> [Work instruction] Show the lines below where "good" occurs.
──────── Provided information ────────
PR #86693, opened 2024-01-01
Improve all documentation about MIDI support

Mickeon:
### The OS singleton's methods

Basically borrowed from https://github.com/godotengine/godot/pull/80282.

Better links to the other related methods, mention **InputEventMIDI** since it's literally what you're using these methods for. An unusual newline in `get_connected_midi_inputs()` was stripped away. Simple good stuff.

### The InputEventMIDI class

Oh God.

- Several changes to modernize the descriptions of each property [You may be familiar with these](https://github.com/godotengine/godot/pulls?q=is%3Apr+author%3AMickeon+overhaul).
    - "zero" -> "`0`";
    - "MIDI signal" -> "MIDI message"/"Input event";
    - "0 to 127" -> "`0` to `127`".
    - etc.
- Some mentions of "piano" were replaced with "musical keyboard":
    - Look up "_piano_", you get an actual live-performance, perhaps ivory-coated piano.
    Look up "_musical keyboard_", you get the thing you may be actually able to plug into your computer.
- Remove `str()` from the `print()` examples:
    - Print supports variable arguments, so they're redundant.
- Strip away some of https://github.com/godotengine/godot/pull/77103 
    - See https://github.com/godotengine/godot/issues/76678;
    - I get it, this can *rarely* happen based on the device. But the PR didn't have to mention it so verbosely everywhere! A better explanation to the point, plus an example, is much better.
- Removed "For MIDI messages between 0x80 and 0xEF ..." note.
    - I don't see why the user would care about this, they literally cannot touch the original bytes.

### The MIDI_MESSAGE constants
The original intent was to actually explain what to expect from **InputEventMIDI** for any given message type. The problem with that is, putting a lot of **InputEventMIDI** into the global scope was a lot of information that virtually no common user would ever need. So. ideally, it needs to be kept to a minimum while still being more... substantial.

... What the heck, this is confusing. I feel like exposing other MIDI message constants in https://github.com/godotengine/godot/pull/56295 has been a mistake. 
Godot explicitly does **not** support MIDI output, only input. All of the MIDI messages in the PR explicitly need to be sent to other connected MIDI devices. Not only that, but as of currently, most of their data cannot be fetched from **InputEventMIDI** at all, which defeats the point of documenting them in the first place.
<sub>Overall, this has made explaining them in detail a hassle for me. And every time this kind of thing happens, there's an underlying problem in the implementation, I swear. https://github.com/godotengine/godot/pull/67082 </sub>

----------------------

Sources:
[...]

PR #86713, opened 2024-01-02
Move OS' MIDI methods into InputEventMIDI

Mickeon:
Partially addresses https://github.com/godotengine/godot-proposals/issues/8761.
Related to https://github.com/godotengine/godot/pull/86716 and https://github.com/godotengine/godot/pull/86693.

This PR moves the **OS**' methods related to MIDI into the **InputEventMIDI**, as static methods.
The previous methods are still available, but are marked as **deprecated**.

This means the following:
| Currently| This PR |
| --- | --- |
| `OS.open_midi_inputs()` | `InputEventMIDI.open_inputs()` |
| `OS.get_connected_midi_inputs()` | `InputEventMIDI.get_connected_inputs()` |
| `OS.close_midi_inputs()` | `InputEventMIDI.close_inputs()` |

-----------

The original intention was to [move the global constants as well](https://github.com/godotengine/godot/pull/86708), but that fell through for the time being, and will be done in a separate PR for further discussion.

On the other hand, the methods are comparatively safer to implement and do not break existing compatibility. See the proposal for reasoning.

### DIFF
--- a/core/input/input_event.cpp
+++ b/core/input/input_event.cpp
@@ -1841,6 +1841,18 @@ int InputEventMIDI::get_controller_value() const {
 	return controller_value;
 }
 
+void InputEventMIDI::open_inputs() {
+	OS::get_singleton()->open_midi_inputs();
+}
+
+void InputEventMIDI::close_inputs() {
+	OS::get_singleton()->close_midi_inputs();
+}
+
+PackedStringArray InputEventMIDI::get_connected_inputs() {
+	return OS::get_singleton()->get_connected_midi_inputs();
+}
+
 String InputEventMIDI::as_text() const {
 	return vformat(RTR("MIDI Input on Channel=%s Message=%s"), itos(channel), itos((int64_t)message));
 }
@@ -1886,6 +1898,10 @@ void InputEventMIDI::_bind_methods() {
 	ClassDB::bind_method(D_METHOD("get_controller_number"), &InputEventMIDI::get_controller_number);
 	ClassDB::bind_method(D_METHOD("set_controller_value", "controller_value"), &InputEventMIDI::set_controller_value);
 	ClassDB::bind_method(D_METHOD("get_controller_value"), &InputEventMIDI::get_controller_value);
+
+	ClassDB::bind_static_method("InputEventMIDI", D_METHOD("open_inputs"), &InputEventMIDI::open_inputs);
+	ClassDB::bind_static_method("InputEventMIDI", D_METHOD("close_inputs"), &InputEventMIDI::close_inputs);
+	ClassDB::bind_static_method("InputEventMIDI", D_METHOD("get_connected_inputs"), &InputEventMIDI::get_connected_inputs);
 
 	ADD_PROPERTY(PropertyInfo(Variant::INT, "channel"), "set_channel", "get_channel");
 	ADD_PROPERTY(PropertyInfo(Variant::INT, "message"), "set_message", "get_message");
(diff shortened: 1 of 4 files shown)


AThousandShips (commented):
Looking at the code this has one issue:
The version in `OS` is virtual, this means that if this is overridden anywhere the two versions will no longer line up, this needs to be resolved

Currently no system overrides this, but I'd say the method here should call the OS one

Mickeon:
I updated the PR to have InputEventMIDI's methods call the OS ones as above. The intention for the originals to be deprecated should still be clear.

core/input/input_event.cpp
```diff
@@ -1717,6 +1717,18 @@ int InputEventMIDI::get_controller_value() const {
...
+void InputEventMIDI::open_inputs() {
+	OS::get_singleton()->open_midi_inputs();
+}
+
+void InputEventMIDI::close_inputs() {
+	OS::get_singleton()->close_midi_inputs();
+}
+
+PackedStringArray InputEventMIDI::get_connected_inputs() {
+	OS::get_singleton()->get_connected_midi_inputs();
```
AThousandShips, line 1729:
```suggestion
	return OS::get_singleton()->get_connected_midi_inputs();
```

core/input/input_event.cpp
```diff
@@ -1717,6 +1717,18 @@ int InputEventMIDI::get_controller_value() const {
 	return controller_value;
 }
 
+void InputEventMIDI::open_inputs() {
+	OS::get_singleton()->open_midi_inputs();
```
AThousandShips, line 1721:
```suggestion
	ERR_FAIL_NULL(OS::get_singleton());
	OS::get_singleton()->open_midi_inputs();
```
Or
```suggestion
	if (OS::get_singleton()) {
		OS::get_singleton()->open_midi_inputs();
	}
```
I believe that's what's breaking the test project but unsure

core/input/input_event.cpp
```diff
@@ -1717,6 +1717,18 @@ int InputEventMIDI::get_controller_value() const {
...
+}
+
+void InputEventMIDI::close_inputs() {
+	OS::get_singleton()->close_midi_inputs();
+}
+
+PackedStringArray InputEventMIDI::get_connected_inputs() {
+	return OS::get_singleton()->get_connected_midi_inputs();
```
AThousandShips, line 1729:
```suggestion
	ERR_FAIL_NULL_V(OS::get_singleton(), PackedStringArray());
	return OS::get_singleton()->get_connected_midi_inputs();
```
Or
```suggestion
	if (!OS::get_singleton()) {
		return PackedStringArray();
	}
	return OS::get_singleton()->get_connected_midi_inputs();
```

AThousandShips:
In fact this should probably be handled by updating the regression project, see:
https://github.com/godotengine/regression-test-project/blob/3.x/AutomaticBugs/BasicData.gd#L28

AThousandShips:
My solution was indeed unfortunately wrong, so the two options now are to either change the name or add to the regression project (and revert my suggestions)

Mickeon:
Should be easy if it really is just adding "open_inputs" to the exceptions. Although part of me wonders if it's a good opportunity to come up with a better name for these three methods.

AThousandShips:
It would be simple yeah but that would have to be merged before this

Mickeon:
https://github.com/godotengine/regression-test-project/pull/80

Mickeon:
In the wake of https://github.com/godotengine/godot/pull/86716 this has been rebased too.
────────
> [Your response]
Better links to the other related methods, mention **InputEventMIDI** since it's literally what you're using these methods for. An unusual newline in `get_connected_midi_inputs()` was stripped away. Simple good stuff.
Should be easy if it really is just adding "open_inputs" to the exceptions. Although part of me wonders if it's a good opportunity to come up with a better name for these three methods.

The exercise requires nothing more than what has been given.